Nemo dabit regum quanti subsellia constent,
Et quæ conducto pendent anabathra tigillo,
Quæque reportandis posita est orchestra cathedris [7].

Je ne voudrais pas nier qu’ils n’aient quelquefois récité dans une maison de louage ; mais je ne saurais m’empêcher de dire que Vossius le soutient sans nulle raison, puisque les témoignages qu’il en allègue ne signifient rien moins que ce qu’il prétend. Le premier passage qu’il cite est celui du dialogue de Causis corruptæ Eloquentiæ, où l’on vient de voir domum mutuatur, ce qui signifie maison d’emprunt, et non pas maison louée. Le second est de Juvénal, et consiste en ces paroles :

..... Cùm jam celebres notique Poetæ
Balneolum Gabiis, Romæ conducere furnos
Tentarent [8] ;

Ce qui ne marque que la maudite stérilité du métier, qui avait pensé contraindre les poëtes à faire banqueroute aux muses, afin de gagner leur vie dans quelque emploi mécanique, comme vous diriez la profession de baigneur, de boulanger, de crieur. Le troisième témoignage est tiré de ces paroles du même Juvénal :

Ipse facit versus, atque uni cedit Homero
Propter mille annos ; et si dulcedine famæ
Succensus recitet, Maculonis commodat ædes [9].

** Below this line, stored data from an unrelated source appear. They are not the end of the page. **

PR #1145, opened 2019-03-05
Curator lock refactoring

lkemmerer:
This fixes the InterProcessorSemaphoreMutex state issue we found. It is mostly renaming stuff, extracting things, and writing tests, though. I'm up for better name suggestions.  It also adds a synchronous/blocking version of the curator lock (now called Distributed(Asynchronous)LockRunner) because the use case the WebhookManager has doesn't require a long-running process and the extra complexity is silly to add for no reason.

Going commit-by-commit is probably more digestible because of renaming. This has been sitting unchanged in a branch for a while, so hopefully I'll have answers to questions.


src/main/java/com/flightstats/hub/cluster/DistributedAsynchronousLockRunner.java
```diff
@@ -1,98 +1,62 @@
...
  * DistributedAsynchronousLockRunner is intended for long or short running processes.
  */
+@Slf4j
 public class DistributedAsynchronousLockRunner {
-    private final static Logger logger = LoggerFactory.getLogger(DistributedAsynchronousLockRunner.class);
-
-    private final CuratorFramework curator;
-    private final ExecutorService singleThreadExecutor;
-    private final Leadership leadership;
+    private final DistributedLeadershipLockManager leadershipLockManager;
```
manjula-chikkanagappa: Its a long name. Not sure if we can creatively shorten this. But is should communicate its intent clearly which it is now :)

manjula-chikkanagappa: can we just say Leader instead of leadership !

lkemmerer: Yeah... I definitely didn't know what a `CuratorLock` was off-hand and it wasn't clear that it was non-blocking. I couldn't think of something better and I tend to err on the side of super long names in those cases.

src/main/java/com/flightstats/hub/cluster/DistributedLeadershipLockManager.java
```diff
@@ -0,0 +1,62 @@
...
+import org.apache.curator.framework.CuratorFramework;
+import org.apache.curator.framework.recipes.locks.InterProcessSemaphoreMutex;
+import org.slf4j.Logger;
+import org.slf4j.LoggerFactory;
+
+import javax.inject.Inject;
+import java.util.concurrent.TimeUnit;
+
+public class DistributedLeadershipLockManager {
+    private final static Logger logger = LoggerFactory.getLogger(DistributedLeadershipLockManager.class);
```
manjula-chikkanagappa: @Slf4j? Since we started replacing log statements with lombok annotation as part of refactor, we shud continue doing it.

src/main/java/com/flightstats/hub/cluster/DistributedAsynchronousLockRunner.java
lkemmerer: Yeah, I can do that! And whoops, I thought the name you were referring to was the LockRunner.

src/main/java/com/flightstats/hub/cluster/DistributedLeadershipLockManager.java
lkemmerer: Whoops, I thought I went back and changed all those. 👍

src/main/java/com/flightstats/hub/dao/aws/S3Verifier.java
```diff
@@ -67,17 +65,15 @@ public S3Verifier(LastContentPath lastContentPath,
...
         this.channelService = channelService;
         this.spokeWriteContentDao = spokeWriteContentDao;
         this.s3SingleContentDao = s3SingleContentDao;
         this.s3WriteQueue = s3WriteQueue;
         this.httpClient = httpClient;
-        this.zooKeeperState = zooKeeperState;
-        this.curator = curator;
+        this.distributedLeadershipLockManager = distributedLeadershipLockManager;
         this.metricsService = metricsService;
         this.baseTimeoutMinutes = HubProperties.getProperty("s3Verifier.baseTimeoutMinutes", 2);
```
manjula-chikkanagappa: This class needs refactoring sometime ! Too many arguments :)

src/test/java/com/flightstats/hub/cluster/DistributedAsynchronousLockRunnerTest.java
```diff
@@ -0,0 +1,114 @@
...
+import java.util.concurrent.TimeUnit;
+import java.util.concurrent.atomic.AtomicReference;
+
+import static com.google.common.collect.Lists.newArrayList;
+import static org.junit.Assert.assertEquals;
+import static org.junit.Assert.assertFalse;
+import static org.junit.Assert.assertTrue;
+import static org.junit.Assert.fail;
+
+public class DistributedAsynchronousLockRunnerTest {
```
manjula-chikkanagappa: Same here. can we shorten the corresponding class name to DistributedAsyncLockTest?

src/test/java/com/flightstats/hub/cluster/DistributedAsynchronousLockRunnerTest.java
```diff
@@ -0,0 +1,114 @@
...
+
+        assertTrue(runWithLock.isPresent());
+
+        latch.await(1, TimeUnit.MINUTES);
+
+        assertEquals(newArrayList("lockable1"), lockList.get());
+    }
+
+    @Test
+    public void testPreventsTwoLockablesFromRunningAtTheSameTime() throws Exception {
```
manjula-chikkanagappa: can we break name with underscores for more readability? something like like this https://www.baeldung.com/integration-testing-a-rest-api. I know underscores in name is not a java standard. But !

src/test/java/com/flightstats/hub/dao/aws/S3VerifierUnitTest.java
```diff
@@ -1,7 +1,7 @@
 package com.flightstats.hub.dao.aws;
```
manjula-chikkanagappa: It would be nice to remove unit from class name. Eventually all integrationtests will be in integrationTest folder which i am currently working on.

src/main/java/com/flightstats/hub/cluster/Leadership.java
```diff
@@ -1,12 +1,11 @@
 package com.flightstats.hub.cluster;
 
-import org.slf4j.Logger;
-import org.slf4j.LoggerFactory;
+import lombok.extern.slf4j.Slf4j;
 
 import java.util.concurrent.atomic.AtomicBoolean;
 
+@Slf4j
```
manjula-chikkanagappa: 👍

src/main/java/com/flightstats/hub/cluster/DistributedLockRunner.java
```diff
@@ -0,0 +1,39 @@
...
+
+import javax.inject.Inject;
+import java.util.concurrent.TimeUnit;
+import java.util.function.Consumer;
+
+/**
+ * DistributedLockRunner is intended for short running processes, since it is blocking.
+ */
+@Slf4j
+public class DistributedLockRunner {
```
manjula-chikkanagappa: same here. Why is it LockRunner? Why not just say DistibutedLock?

src/main/java/com/flightstats/hub/dao/aws/S3Verifier.java
lkemmerer: I have a branch that does a little of that, though I think it extracts things and adds more dependencies.... (https://github.com/flightstats/hub/pull/1129/files) Maybe I'll catch up with stuff at some point and get that cleaned up a little more.

manjula-chikkanagappa: Awesome to see all the refactoring going in to this code. Cannot wait for the day when we are ready to integrate with Kafka :)

src/test/java/com/flightstats/hub/cluster/DistributedAsynchronousLockRunnerTest.java
lkemmerer: In other project I have the habit of doing `test_methodName_assertionHere_givenWhatever` type names... so something like 'test_absoluteValue_returnsAPositiveNumber_givenANegativeNumber` I think keeping the "when"/method name near the start of the test name is helpful for scanning files and grouping, but I'm cool with whatever order of given/then feels good.

src/test/java/com/flightstats/hub/dao/aws/S3VerifierUnitTest.java
lkemmerer: I think I'll tackle that once  we have that package/directory. I'd also like to keep integration tests (testing groups of classes) separate from functional/system tests, which I think of as being more black-box. That way we can draw better lines about what dependencies we have access to in tests. I think the system tests should only be able to access the hub client and its models but shouldn't access most of the hub code itself.

src/main/java/com/flightstats/hub/cluster/DistributedLockRunner.java
lkemmerer: I was thinking that it's the class that runs a thing in a lock, not the lock itself...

Il est si manifeste que, dans ce passage, non plus que dans le précédent, il n’est point dit que les poëtes louassent la chambre où ils récitaient leurs poésies, qu’on ne saurait comprendre comment de telles méprises ont pu échapper à la vue du savant Vossius. Remarquez qu’elles se trouvent dans un livre qui fut imprimé durant la vie de l’auteur [10], et qui a pour titre, de Imitatione cum oratoriâ tum præcipuè poëticâ, deque Recitatione Veterum. Ce dernier sujet a été traité amplement par Cresollius dans son Théâtre des anciens sophistes.

  1. Casaubon. Comment. in Capitol. Vit Pertin.
  2. Vossius, de Imitat., pag. 36.
  3. Horat., Satir. ult., vs. 37, lib. I.
  4. Savar., in Sidon, Apollon., Epist. XIV, lib. IX.
  5. Lipsius, Epist. XLVIII, Centuriæ II, ad Belg.
  6. Voyez Vossius, de Imitat., pag. 61.
  7. Juvenal., Satirâ VII, vs. 45.
  8. Juvenal., Satirâ VII, vs. 3.
  9. Idem, ibid., vs. 38.
  10. À Amsterdam, en 1647, avec les Institutiones poëticæ.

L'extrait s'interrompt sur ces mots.